Lewati ke konten utama
DPRD Palangka Raya

Sambut Kunker DPRD Batola, Bahas Pelestarian Cagar Budaya

Redaksi 08-06-2023, 11:37 WIB 1 menit baca
Anggota DPRD Batola saat kunker ke DPRD Kota Palangka Raya. (FOTO:ISTIMEWA)
Anggota DPRD Batola saat kunker ke DPRD Kota Palangka Raya. (FOTO:ISTIMEWA)

SB, PALANGKA RAYA - DPRD Kota Palangka Raya mendapat kunjungan kerja (kunker) dari anggota DPRD dari Kabupaten Barito Kuala (Batola) yang datang bertandang, Selasa (6/6/2023).

Kedatangan rombongan kunker dari kabupaten Batola Provinsi Kalimantan Selatan itu dipimpin Arfah selaku Wakil Ketua DPRD Batola, bersama anggota DPRD Batola yang tergabung di komisi II. Mereka diterima oleh tim ahli Badan Musyawarah (Banmus) DPRD Palangka Raya, Sitti Masmah.

“Kunker DPRD Batola ini guna melakukan studi komparatif tentang cagar budaya dan peran DPRD dalam mendukung pelestarian cagar budaya. Kemudian bahasan lainnya juga terkait kesekretariatan dan hak keuangan DPRD,” ucap Sitti Masmah.

Mantan Sekwan DPRD Palangka Raya ini menjelaskan, terkait dengan cagar budaya, maka anggota DPRD Batola ingin mengetahui informasi dengan jelas terutama peran DPRD dalam mendorong dari segi penganggaran membantu mendukung pelestarian cagar budaya.

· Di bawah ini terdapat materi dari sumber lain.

PR #780, opened 2022-05-26
🔒 Fix ethers versions

yivlad:


package.json
```diff
@@ -16,12 +16,12 @@
   },
   "dependencies": {
     "@changesets/cli": "^2.14.1",
-    "ethers": "^5.6.2",
+    "ethers": "5.6.2",
```
mj426382, line 19: Why did you 'downgrade' ethers version?

yivlad: To make usedapp predictable. Otherwise it just installs the latest version of ethers compatible with 5.6.2

mj426382 (approved):

PR #784, opened 2022-05-30
❗️ Fix exception during estimating gas price

mj426382:


packages/core/src/hooks/usePromiseTransaction.ts
```diff
@@ -16,10 +16,14 @@ export async function estimateGasLimit(
...
-    ? BigNumber.from(transactionRequest.gasLimit)
-    : await signer.estimateGas(transactionRequest)
-  return estimatedGas?.mul(bufferGasLimitPercentage + 100).div(100)
+  try {
+    const estimatedGas = transactionRequest.gasLimit
+      ? BigNumber.from(transactionRequest.gasLimit)
+      : await signer.estimateGas(transactionRequest)
+    return estimatedGas?.mul(bufferGasLimitPercentage + 100).div(100)
+  } catch (err: any) {
+    return undefined
```
rzadp, line 25: Better not loose it in case it's useful.

```suggestion
    console.error(err)
    return undefined
```

rzadp (commented):
Let's add a changeset

rzadp (approved):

“Kemudian bagaimana peran DPRD membantu pengawasan maupun ikut berperan dalam pelestarian cagar budaya, sehingga dapat meningkatkan pendapatan asli daerah (PAD) setempat,” jelasnya.

Sementara itu Arfah mengatakan, banyak cagar budaya di Batola yang masih belum dimasukkan menjadi aset cagar budaya. Seperti bangunan dan situs-situs.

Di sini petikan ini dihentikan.